My cover's done, but while I wait for someone that can explain how to use the scanner to come home, I might as well explain the prompt a little bit... Each sketch book for this project is supposed to be a sort of story/journey on a theme. My theme was "The Worst Story Ever Told," as you will see on the bar code next to my name after I upload the pic... I'll be playing it up a bit.


----------



## WatercolorStain (Apr 11, 2011)

Never did figure out the scanner... so, cell phone pictures now. Will upload the scanned ones later.


Front:











Back:










For those who can't read the blurred writing:



> _How the Mona Lisa Lost her Eyebrows_
> By Stephanie Taylor
> 
> A tragic story of one woman's desperate need to fill the space between her eyes and forehead to be accepted after the loss of her eyebrows, _How the Mona Lisa Lost her Eyebrows _is sure to give anyone a greater appreciation of their hair follicles.
> ...


 
I know it's not wise to go all-out on something when you don't have the time to, but the way I see it is that with such an impressive (and misleading) cover, all of my barely colored pictures inside will look like crap in comparison. 

The first page is about half done.


----------



## WatercolorStain (Apr 11, 2011)

First section done! Second is in the works. I've got 7 hours to have this done, and I'm shaving a few pages here and there as I see fit.

Here's the scan of the cover. See quotes above for text. ... The rest, I'll make an edit later. I can't let the caffeine wear off. 

Covers









Page 1









Page 2-3 (2 - the arm is supposed to move, and it's supposed to look ridiculous.  )









Page 4-5 (5 - eyebrows can slide up and down)


----------



## WatercolorStain (Apr 11, 2011)

Page 6-7









Page 8-9









Page 10-11











More to come... Hopefully soon.


----------



## DonH (Apr 4, 2011)

The right to change my assesment of Leonardo's possible reaction to this work is being reserved! I, however am greatly entertained by it. (I haven't had this good of a laugh in quite some time). Creative!


----------



## chanda95 (Apr 6, 2011)

Lol!!! That is too funny! Great job. Really enjoyed that!


----------



## WatercolorStain (Apr 11, 2011)

Haha! Oh, it gets worse, Don! Not only does the picture quality and the legibility of my hand writing go down, so does the logic!
... and I think if I were da Vinci and I knew that someone was going to take my painting and put eyebrows on it and then rip them off through an elaborate story, I would have much rather focused more on making flying machines so I could escape such a world, lol. 
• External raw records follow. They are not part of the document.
PR #819, opened 2024-10-01
Make VaultsSecretsMkdir support specifying multiple secret paths

aryanjassal:
### Description

Following the behaviour of UNIX's `mkdir`, the behaviour of `VaultsSecretsMkdir` is being tweaked to function more seamlessly.

The `VaultsSecretsMkdir` handler now supports creating multiple directories in multiple vaults, all in a single commit message. If a directory fails to be created, the whole command will no longer fail, merely returning an error.

### Issues Fixed

* Relates to <b>[Polykey-CLI#246](https://github.com/MatrixAI/Polykey-CLI/issues/246)</b>
* REF ENG-359

### Tasks

- [x] 1. Make new vaultOps function for making directories without returning on error
- [x] 2. Update `VaultsSecretsMkdir` handler to make multiple directories across multiple vaults in a single vaults log commit
- [x] ~~3. Allow serialisation and deserialisation of errors~~ We are returning plain error strings. We won't be serialising and deserialising errors.
- [x] 4. Merge behaviour of `vaultOps.makeDirectories` into `vaultOps.mkdir`
- [x] 5. Update tests for `vaultOps.mkdir`

### Final checklist

* [x] Domain specific tests
* [x] Full tests
* [x] Lint fixed
* [x] Squash and rebased

### DIFF
--- a/src/client/handlers/VaultsSecretsMkdir.ts
+++ b/src/client/handlers/VaultsSecretsMkdir.ts
@@ -2,50 +2,61 @@ import type { DB } from '@matrixai/db';
 import type {
   ClientRPCRequestParams,
   ClientRPCResponseResult,
-  SecretMkdirMessage,
-  SuccessMessage,
+  SecretDirMessage,
+  SuccessOrErrorMessage,
 } from '../types';
 import type VaultManager from '../../vaults/VaultManager';
-import { UnaryHandler } from '@matrixai/rpc';
+import type { POJO } from '../../types';
+import { DuplexHandler } from '@matrixai/rpc';
 import * as vaultsUtils from '../../vaults/utils';
 import * as vaultsErrors from '../../vaults/errors';
 import * as vaultOps from '../../vaults/VaultOps';
 
-class VaultsSecretsMkdir extends UnaryHandler<
+class VaultsSecretsMkdir extends DuplexHandler<
   {
-    vaultManager: VaultManager;
     db: DB;
+    vaultManager: VaultManager;
   },
-  ClientRPCRequestParams<SecretMkdirMessage>,
-  ClientRPCResponseResult<SuccessMessage>
+  ClientRPCRequestParams<SecretDirMessage>,
+  ClientRPCResponseResult<SuccessOrErrorMessage>
 > {
-  public handle = async (
-    input: ClientRPCRequestParams<SecretMkdirMessage>,
-  ): Promise<ClientRPCResponseResult<SuccessMessage>> => {
-    const { vaultManager, db } = this.container;
-    await db.withTransactionF(async (tran) => {
-      const vaultIdFromName = await vaultManager.getVaultId(
-        input.nameOrId,
-        tran,
-      );
-      const vaultId =
-        vaultIdFromName ?? vaultsUtils.decodeVaultId(input.nameOrId);
-      if (vaultId == null) {
-        throw new vaultsErrors.ErrorVaultsVaultUndefined();
-      }
-      await vaultManager.withVaults(
-        [vaultId],
-        async (vault) => {
-          await vaultOps.mkdir(vault, input.dirName, {
-            recursive: input.recursive,
-          });
-        },
-        tran,
-      );
-    });
-    return {
-      success: true,
-    };
+  public handle = async function* (
+    input: AsyncIterable<ClientRPCRequestParams<SecretDirMessage>>,
+  ): AsyncGenerator<ClientRPCResponseResult<SuccessOrErrorMessage>> {
+    const { db, vaultManager }: { db: DB; vaultManager: VaultManager } =
+      this.container;
+    let metadata: POJO;
+    yield* db.withTransactionG(
+      async function* (tran): AsyncGenerator<SuccessOrErrorMessage> {
+        for await (const secretDirMessage of input) {
+          // Unpack input
+          if (metadata == null) metadata = secretDirMessage.metadata ?? {};
+          const nameOrId = secretDirMessage.nameOrId;
+          const dirName = secretDirMessage.dirName;
+          // Get vaultId
+          const vaultIdFromName = await vaultManager.getVaultId(nameOrId, tran);
+          const vaultId =
+            vaultIdFromName ?? vaultsUtils.decodeVaultId(nameOrId);
+          if (vaultId == null) {
+            throw new vaultsErrors.ErrorVaultsVaultUndefined();
+          }
+          // Write directories. This doesn't need to be grouped by vault names,
+          // as no commit is created for empty directories anyways. The
+          // vaultOps.mkdir() method also returns an object of type
+          // SuccessOrErrorMessage. As such, we can return the result without
+          // doing any type conversion or extra processing.
+          yield await vaultManager.withVaults(
+            [vaultId],
+            async (vault) => {
+              return await vaultOps.mkdir(vault, dirName, {
+                recursive: metadata?.options?.recursive,
+              });
+            },
+            tran,
+          );
+        }
+      },
+    );
   };
 }
 
--- a/src/vaults/VaultOps.ts
+++ b/src/vaults/VaultOps.ts
@@ -4,6 +4,7 @@
 import type Logger from '@matrixai/logger';
 import type { Vault } from './Vault';
 import type { Stat } from 'encryptedfs';
+import type { SuccessOrErrorMessage } from '../client/types';
 import path from 'path';
 import * as vaultsErrors from './errors';
 import * as vaultsUtils from './utils';
@@ -173,29 +174,35 @@ async function mkdir(
   dirPath: string,
   fileOptions?: FileOptions,
   logger?: Logger,
-): Promise<void> {
+): Promise<SuccessOrErrorMessage> {
   const recursive = fileOptions?.recursive ?? false;
-
-  await vault.writeF(async (efs) => {
-    try {
+  // Technically, writing an empty directory won't make a commit, and doesn't
+  // need a write resource as git doesn't track empty directories. It is
+  // still being used to allow concurrency.
+  try {
+    await vault.writeF(async (efs) => {
       await efs.mkdir(dirPath, fileOptions);
-    } catch (e) {
-      if (e.code === 'ENOENT' && !recursive) {
-        throw new vaultsErrors.ErrorVaultsRecursive(
-          `Could not create directory '${dirPath}' without recursive option`,
-          { cause: e },
-        );
-      }
-      if (e.code === 'EEXIST') {
-        throw new vaultsErrors.ErrorSecretsSecretDefined(
-          `${dirPath} already exists`,
-          { cause: e },
-        );
-      }
-      throw e;
+      logger?.info(`Created secret directory at '${dirPath}'`);
+    });
+    return { type: 'success', success: true };
+  } catch (e) {
+    logger?.error(`Failed to create directory '${dirPath}'. Reason: ${e.code}`);
+    if (e.code === 'ENOENT' && !recursive) {
+      return {
+        type: 'error',
+        code: e.code,
+        reason: dirPath,
+      };
     }
-    logger?.info(`Created secret directory at '${dirPath}'`);
-  });
+    if (e.code === 'EEXIST') {
+      return {
+        type: 'error',
+        code: e.code,
+        reason: dirPath,
+      };
+    }
+    throw e;
+  }
 }
 
 /**
--- a/tests/client/handlers/vaults.test.ts
+++ b/tests/client/handlers/vaults.test.ts
@@ -3,6 +3,7 @@ import type { FileSystem } from '@/types';
 import type { VaultId } from '@/ids';
 import type NodeManager from '@/nodes/NodeManager';
 import type {
+  ErrorMessage,
   LogEntryMessage,
   SecretContentMessage,
   VaultListMessage,
@@ -1341,15 +1342,153 @@ describe('vaultsSecretsMkdir', () => {
     const vaultName = 'test-vault';
     const vaultId = await vaultManager.createVault(vaultName);
     const dirPath = 'dir/dir1/dir2';
-    const response = await rpcClient.methods.vaultsSecretsMkdir({
-      recursive: true,
+    const response = await rpcClient.methods.vaultsSecretsMkdir();
+    const writer = response.writable.getWriter();
+    await writer.write({
       nameOrId: vaultsUtils.encodeVaultId(vaultId),
       dirName: dirPath,
+      metadata: { options: { recursive: true } },
     });
-    expect(response.success).toBeTruthy();
+    await writer.close();
+
+    for await (const data of response.readable) {
+      expect(data.type).toEqual('success');
+    }
     await vaultManager.withVaults([vaultId], async (vault) => {
       await vault.readF(async (efs) => {
         expect(await efs.exists(dirPath)).toBeTruthy();
+      });
+    });
+  });
+  test('fails to make directories without recursive', async () => {
+    const vaultName = 'test-vault';
+    const vaultId = await vaultManager.createVault(vaultName);
+    const encodeVaultId = vaultsUtils.encodeVaultId(vaultId);
+    const dirPath = 'dir/dir1/dir2';
+    const response = await rpcClient.methods.vaultsSecretsMkdir();
+    const writer = response.writable.getWriter();
+    await writer.write({ nameOrId: encodeVaultId, dirName: dirPath });
+    await writer.close();
+    for await (const data of response.readable) {
+      expect(data.type).toEqual('error');
+      // TS cannot properly evaluate a type as nested as this, so we use the
+      // as keyword to help it. Inside this block, the type of data is 'error'.
+      const error = data as ErrorMessage;
+      expect(error.code).toEqual('ENOENT');
+      expect(error.reason).toEqual(dirPath);
+    }
+    await vaultManager.withVaults([vaultId], async (vault) => {
+      await vault.readF(async (efs) => {
+        expect(await efs.exists(dirPath)).toBeFalsy();
+      });
+    });
+  });
+  test('makes directories across multiple vaults', async () => {
+    const vaultName1 = 'test-vault1';
+    const vaultName2 = 'test-vault2';
+    const vaultId1 = await vaultManager.createVault(vaultName1);
+    const vaultId2 = await vaultManager.createVault(vaultName2);
+    const vaultIdEncoded1 = vaultsUtils.encodeVaultId(vaultId1);
+    const vaultIdEncoded2 = vaultsUtils.encodeVaultId(vaultId2);
+    const dirPath1 = 'dir-1';
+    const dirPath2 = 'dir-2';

I'm glad you guys are enjoying it. The best part about doing this little book was watching people's reactions to the finished project. 

I stayed up almost all night Sunday night and nodded off before I could finish, but throughout the day Monday I was able to finish. I wasn't the only one not done, so my art teacher let me take it home Monday night to scan it and touch some things up. 
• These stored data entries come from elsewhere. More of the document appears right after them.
Issue #832, opened 2024-10-18
Review and refactor RPC handlers to handle cancellation properly


tegefaulkes:
### Specification

Some RPC handlers are preforming long running async tasks. In these cases they need to make use of the provided `ctx` and handle cancellation gracefully to prevent any resource leaks. A clear example of this is the vaults pull and clone handlers.

So we need to review handlers and update the ones that need CTX handling applied.

### Additional context

- Related https://github.com/MatrixAI/Polykey-CLI/issues/264 REF ENG-397

### Tasks

1. Review all RPC handlers and identify ones that preform complex async  or long running tasks.
2. Refactor theses handlers to handle cancellation in a responsive and graceful manor.
3. Apply testing to see if timing out during these tasks causes any problems. Possibly apply regression testing for this.

tegefaulkes:
@aryanjassal You'll need to take this over. There is existing work done in branch `feature-eng-432-review-and-refactor-rpc-handlers-to-handle-cancellation` relating to this.

aryanjassal:
For handlers like `VaultsSecretsGet` (as of [**Polykey#838**](https://github.com/MatrixAI/Polykey/pull/838)), it is a `ServerHandler`, but it streams back the file contents. As such, there is no loop anywhere. For cases like that, where should the context handling be put?

Similarly, I don't think we can actually handle cancellation for `ClientHandlers` or `UnaryHandlers` as they don't send back streamed data, so cancellaton doesn't make much sense.

tegefaulkes:
Cancellation applies to async operations and not just streamed data. For the most part the streaming handlers are the biggest targets for handling cancellation. But anything that waits for locks or takes a little while to do a thing can be cancelled.

For example, the `fetch()` call is considered a unary function, but it has cancellation via an `AbortSignal` because a fetch operation could take a long time.

CMCDragonkai:
> For handlers like `VaultsSecretsGet` (as of [**Polykey#838**](https://github.com/MatrixAI/Polykey/pull/838)), it is a `ServerHandler`, but it streams back the file contents. As such, there is no loop anywhere. For cases like that, where should the context handling be put?
> 
> Similarly, I don't think we can actually handle cancellation for `ClientHandlers` or `UnaryHandlers` as they don't send back streamed data, so cancellaton doesn't make much sense.

Anything asynchronous can be cancelled. Streaming is orthogonal.

CMCDragonkai:
[...]

PR #838, opened 2024-11-01
Wrapping `VaultOps` errors in `ErrorPolykey` errors and updating tests

### LINKED ISSUE #311: Some `secrets` commands throw an `undefined` error
### Describe the bug

When writing to a directory, the command should provide appropriate feedback bail out. This should either be done immediately (by preemptively checking if the target is a valid file path or not), or later, by raising an appropriate error. 

Currently, it just returns this output, which is not really explicit or apparent in what went wrong:

```console
[aryanj@matrix-34xx:~]$ pk secrets write vault:dir
writing to dir <Ctrl-D>
undefined

[aryanj@matrix-34xx:~]$ echo $?
255
```

### To Reproduce

1. Try writing to a directory using stdin
2. Observe issue

### Expected behavior

As in `secrets cat`, an error could be raised:
```console
[aryanj@matrix-34xx:~]$ pk secrets cat vault:dir     
ErrorSecretsIsDirectory: dir: Is a directory
```

### Platform
 - Device: Dell Precision 3480
 - OS: NixOS
 - Version: `["0.10.0","1.14.0","1","1"]`

### Notify maintainers

@aryanjassal

aryanjassal:
### Description

Any non-Polykey error, when sent through the RPC, tries to throw raw JSON. In Polykey CLI, this leads to `undefined` errors.

This PR fixes that by wrapping all errors thrown by the `VaultOps` operation in an appropriate `ErrorPolykey` error.

### Issues Fixed

* Partially resolves https://github.com/MatrixAI/Polykey-CLI/issues/311 (ENG-434)

### Tasks

- [x] 1. Update all `VaultOps` to wrap errors in `ErrorPolykey`
- ~~[ ] 2. Return `SuccessOrErrorMessage` instead of string on error in related `VaultsSecrets` handlers~~ will be done in another PR.
- ~~[ ] 3. Update tests to be more stringent for all `VaultsSecrets` handlers~~ will be done in another PR.
- [x] 4. Make sure all errors are wrapped in a polykey error. This is something the API should guarantee.
- [x] 5. Spilt `VaultsSecretsGet` and `VaultsSecretsCat`
- ~~[ ] 6. Add tests for error serialisation~~ we don't test utils functions

### Final checklist

* [x] Domain specific tests
* [x] Full tests
* [x] Lint fixed
* [x] Squash and rebased

### DIFF
--- a/src/client/handlers/VaultsSecretsGet.ts
+++ b/src/client/handlers/VaultsSecretsGet.ts
@@ -2,72 +2,44 @@ import type { DB } from '@matrixai/db';
 import type {
   ClientRPCRequestParams,
   ClientRPCResponseResult,
-  ContentWithErrorMessage,
+  ContentMessage,
   SecretIdentifierMessage,
 } from '../types';
 import type VaultManager from '../../vaults/VaultManager';
-import { DuplexHandler } from '@matrixai/rpc';
+import { ServerHandler } from '@matrixai/rpc';
 import * as vaultsUtils from '../../vaults/utils';
 import * as vaultsErrors from '../../vaults/errors';
 import * as vaultOps from '../../vaults/VaultOps';
 
-class VaultsSecretsGet extends DuplexHandler<
+// This method only returns the contents of a single secret, and throws an error
+// if the secret couldn't be read. To read multiple secrets, refer to
+// `VaultsSecretsCat`.
+class VaultsSecretsGet extends ServerHandler<
   {
     db: DB;
     vaultManager: VaultManager;
   },
   ClientRPCRequestParams<SecretIdentifierMessage>,
-  ClientRPCResponseResult<ContentWithErrorMessage>
+  ClientRPCResponseResult<ContentMessage>
 > {
   public handle = async function* (
-    input: AsyncIterable<ClientRPCRequestParams<SecretIdentifierMessage>>,
-    _cancel,
-    _meta,
-    ctx,
-  ): AsyncGenerator<ClientRPCResponseResult<ContentWithErrorMessage>> {
-    if (ctx.signal.aborted) throw ctx.signal.reason;
+    input: ClientRPCRequestParams<SecretIdentifierMessage>,
+  ): AsyncGenerator<ClientRPCResponseResult<ContentMessage>> {
     const { db, vaultManager }: { db: DB; vaultManager: VaultManager } =
       this.container;
-    yield* db.withTransactionG(async function* (tran): AsyncGenerator<
-      ClientRPCResponseResult<ContentWithErrorMessage>
-    > {
-      if (ctx.signal.aborted) throw ctx.signal.reason;
-      // As we need to preserve the order of parameters, we need to loop over
-      // them individually, as grouping them would make them go out of order.
-      let metadata: any = undefined;
-      for await (const secretIdentiferMessage of input) {
-        if (ctx.signal.aborted) throw ctx.signal.reason;
-        if (metadata == null) metadata = secretIdentiferMessage.metadata ?? {};
-        const { nameOrId, secretName } = secretIdentiferMessage;
-        const vaultIdFromName = await vaultManager.getVaultId(nameOrId, tran);
-        const vaultId = vaultIdFromName ?? vaultsUtils.decodeVaultId(nameOrId);
-        if (vaultId == null) throw new vaultsErrors.ErrorVaultsVaultUndefined();
-        yield await vaultManager.withVaults(
-          [vaultId],
-          async (vault) => {
-            try {
-              const content = await vaultOps.getSecret(vault, secretName);
-              return { secretContent: content.toString('binary') };
-            } catch (e) {
-              if (metadata?.options?.continueOnError === true) {
-                if (e instanceof vaultsErrors.ErrorSecretsSecretUndefined) {
-                  return {
-                    secretContent: '',
-                    error: `${e.name}: ${secretName}: No such secret or directory\n`,
-                  };
-                } else if (e instanceof vaultsErrors.ErrorSecretsIsDirectory) {
-                  return {
-                    secretContent: '',
-                    error: `${e.name}: ${secretName}: Is a directory\n`,
-                  };
-                }
-              }
-              throw e;
-            }
-          },
-          tran,
-        );
-      }
+    yield await db.withTransactionF(async (tran) => {
+      const vaultIdFromName = await vaultManager.getVaultId(
+        input.nameOrId,
+        tran,
+      );
+      const vaultId =
+        vaultIdFromName ?? vaultsUtils.decodeVaultId(input.nameOrId);
+      if (vaultId == null) throw new vaultsErrors.ErrorVaultsVaultUndefined();
+      // Get the contents of the file
+      return await vaultManager.withVaults([vaultId], async (vault) => {
+        const content = await vaultOps.getSecret(vault, input.secretName);
+        return { secretContent: content.toString('binary') };
+      });
     });
   };
 }
--- a/src/errors.ts
+++ b/src/errors.ts
@@ -11,6 +11,11 @@ class ErrorPolykeyUnknown<T> extends ErrorPolykey<T> {
   exitCode = sysexits.PROTOCOL;
 }
 
+class ErrorPolykeyUnexpected<T> extends ErrorPolykey<T> {
+  static description = 'An error originating outside Polykey was thrown';
+  exitCode = sysexits.UNKNOWN;
+}
+
 class ErrorPolykeyAgentRunning<T> extends ErrorPolykey<T> {
   static description = 'PolykeyAgent is running';
   exitCode = sysexits.USAGE;
@@ -56,6 +61,7 @@ export {
   ErrorPolykey,
   ErrorPolykeyUnimplemented,
   ErrorPolykeyUnknown,
+  ErrorPolykeyUnexpected,
   ErrorPolykeyAgentRunning,
   ErrorPolykeyAgentNotRunning,
   ErrorPolykeyAgentDestroyed,
--- a/src/network/utils.ts
+++ b/src/network/utils.ts
@@ -450,7 +450,14 @@ function fromError(error: any) {
   if (error instanceof Error) {
     const cause = fromError(error.cause);
     const timestamp: string = ((error as any).timestamp ?? new Date()).toJSON();
-    if (error instanceof AbstractError) {
+    // ErrorParse is an exception to the Polykey error tree, where the error is
+    // not actually derived from ErrorPolykey, but rather an AbstractError. We
+    // cannot simply check for AbstractError because other libraries can also
+    // throw that, and those errors should be wrapped in ErrorPolykeyUnexpected.
+    if (
+      error instanceof ErrorPolykey ||
+      error instanceof validationErrors.ErrorParse
+    ) {
       return error.toJSON();
     } else if (error instanceof AggregateError) {
       // AggregateError has an `errors` property
@@ -466,18 +473,55 @@ function fromError(error: any) {
       };
     }
 
-    // If it's some other type of error then only serialise the message and
-    // stack (and the type of the error)
-    return {
-      type: error.name,
-      message: error.message,
-      data: {
-        stack: error.stack,
-        timestamp,
-        cause,
-      },
-    };
+    // If it's some other type of error then wrap it in ErrorPolykeyUnexpected,
+    // serialising only the error type, message and its stack.
+    const wrappedError = new errors.ErrorPolykeyUnexpected(
+      `Unexpected error occurred: ${error.name}`,
+      { cause: error },
+    );
+    return wrappedError.toJSON();
   }
+
+  // Use the properties of the error to create an appropriate error message.
+  let message = '';
+  switch (typeof error) {
+    case 'boolean':
+    case 'number':
+    case 'string':
+    case 'bigint':
+    case 'symbol':
+      message = `Non-error literal ${String(error)} was thrown`;
+      break;
+    case 'object':
+      // Let the fallback handler catch null values.
+      if (error == null) break;
+      // If we have an error message defined, then return that.
+      if ('message' in error && typeof error.message === 'string') {
+        message = error.message;
+      }
+      // If present, mention the constructor name in the message.
+      if (error.constructor?.name != null) {
+        message = `Non-error object ${error.constructor.name} was thrown`;
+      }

Here's the rest of it now, captioned for your convenience.












> Filled with despair, Mona Lisa tried to tape a lock of her hair over her brows instead.
> But it just wasn't the same.
> 
> She tried to regrow them with Chia pet seeds.
> But it just wasn't the same.














> She tried strapping small furry animals to her face.
> But it just wasn't the same.
> 
> She tried using caterpillars, too.
> But it just wasn't the same.














> It just wasn't the same.
> 
> The Mona Lisa packed her suitcases and began to travel the world to find herself.














> The Mona Lisa went to France, traveling from Paris to Arles.
> 
> In Arles, Mona Lisa stumbled upon an artist at work. His name was Vincent van Gogh.
> He yelled at her when she called him "Vinny" and then said, "I can understand cutting your ear off, but ripping your eyebrows out? No. That's just weird.
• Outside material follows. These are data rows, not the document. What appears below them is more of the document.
PR #840, opened 2024-11-11
Fix undefined behaviour for `GestaltId` when starting agent

### LINKED ISSUE #797: Fix undefined behaviour error message coming from background tasks
### Specification

When starting an existing agent that hasn't run for a little while we get the following warning logger message.

image

We'll need to find the cause for this and fix it. There aren't many tasks that persist between restarts so it should be simple to narrow down. But in that vein we need to make the following changes to make these problems more clear.

1. The message should mention which task handler failed.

> The Mona Lisa, feeling disheartened, went to the Americas. She visited Pittsburgh to admire its bridges and... its bridges.
> 
> In Pittsburgh, Mona Lisa stumbled upon an artist at work. His name was Andy Warhol.
> After yelling at her for randomly walking into his studio, he said, "Sorry. The best I can do for you is to silkscreen bananas onto your forehead." But the Mona Lisa didn't want to get sued by the Velvet Underground.


... Referencing the current lawsuit, of course. A friend and I had quite the debate over the case with our art teacher so I couldn't resist. Also, as a native, I can say that Pittsburgh's highlights are its bridges and its pollution, and the way that some of the streets in the south-side smell like imported cheese. Yup. It's not a bad city, just not a stereotypically romantic place to vacation or visit.


----------



## WatercolorStain (Apr 11, 2011)

> The Mona Lisa, feeling further disheartened, went to Italy, traveling from Venice to Florence.
> 
> In Florence, Mona Lisa stumbled upon an artist at work. His name was Leonardo da Vinci.
> He yelled at her for crying so loudly and said, "Maybe you wouldn't look so awkward if you stopped frowning."














> "You just need to smile," he said.
> "... too much enthusiasm."
> 
> "Gentle."
> "Yes, that's perfect!"














> Leonardo liked the Mona Lisa's smile so much that he decided to paint her.
> 
> And now, the Mona Lisa and her smile is still appreciated by everyone.














> Well... not everyone.


The End!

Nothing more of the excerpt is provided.